Glycolysis is dynamic and relates closely to respiration rate in stored sugarbeet roots

Authors: MEGGUER, CLARICE - Universidade Federal De Vicosa; Fugate, Karen; LAFTA, ABBAS - North Dakota State University; FERRAREZE, JOCLEITA - Universidade Federal De Vicosa; DECKARD, EDWARD - North Dakota State University; Campbell, Larry; Lulai, Edward; FINGER, FERNANDO - Universidade Federal De Vicosa

Submitted to: Frontiers in Plant Science
Publication Type: Peer Reviewed Journal
Publication Acceptance Date: 5/9/2017
Publication Date: 5/24/2017
Citation: Megguer, C.A., Fugate, K.K., Lafta, A.M., Ferrareze, J.P., Deckard, E.L., Campbell, L.G., Lulai, E.C., Finger, F.L. 2017. Glycolysis is dynamic and relates closely to respiration rate in stored sugarbeet roots. Frontiers in Plant Science. doi: 10.3389/fpls.2017.00861.

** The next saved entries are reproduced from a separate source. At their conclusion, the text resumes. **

PR #1706, opened 2024-01-07
Run python tests with timeout

talregev:
Run python tests with timeout.
Recently we can see more and more on every PR that python with tbb fail. it hang for 6 hours until it fail. It is waste of time and the limited resource of the CI.
Also we can see which test is hang on. 

Apparently the tests are not hang, and it the github action step that hang. 
https://github.com/borglab/gtsam/actions/runs/7440972762/job/20242575450?pr=1706
And it a known issue:
https://github.com/actions/runner/issues/1326

Maybe memory issue. Try 10 gb swap.


talregev:
It do not solve the problem. I see it hang on my CI.
I can revert to 6gb swap memory.
Do you want to timeout functionality? If not, I will close this PR.

varunagrawal:
We don't need the timeout functionality. Thanks for investigating though.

Interpretive Summary: Although respiration is the principal cause of sucrose loss in stored sugarbeet roots, the mechanisms that control sugarbeet root respiration have not been established. Available evidence, however, indicates that respiration is likely to be controlled by the availability of the carbon compounds that fuel respiration, and glycolysis has a central role in generating these compounds. Research was conducted to characterize glycolysis in sugarbeet roots after harvest and during storage and to investigate relationships between glycolysis and root respiration rate. Glycolysis was highly variable during storage, with 10 of 14 of the enzymes that contribute to glycolysis and 14 of 17 of the metabolites involved in glycolysis significantly altered during 60 d in storage. Changes in glycolysis were greatest in the first 4 days of storage, but also occurred throughout the 60 d storage period. Similarities between glycolysis and root respiration rate were abundant, with 10 of 14 of the enzymes activities that contribute to glycolysis elevated when root respiration was elevated and nine glycolytic enzyme activities static during periods of unchanging respiration rate. Although all glycolytic enzymes are likely to contribute in varying degrees to the regulation of glycolysis, major roles for the enzymes pyruvate kinase and phosphofructokinase were indicated in the regulation of sugarbeet root glycolysis during storage. Overall, these results establish that glycolysis is not static during sugarbeet root storage, that changes in glycolysis are closely related to changes in sugarbeet root respiration, and that glycolysis restricts root respiration, responds to respiratory demand, or is regulated similarly to respiration rate in stored sugarbeet roots.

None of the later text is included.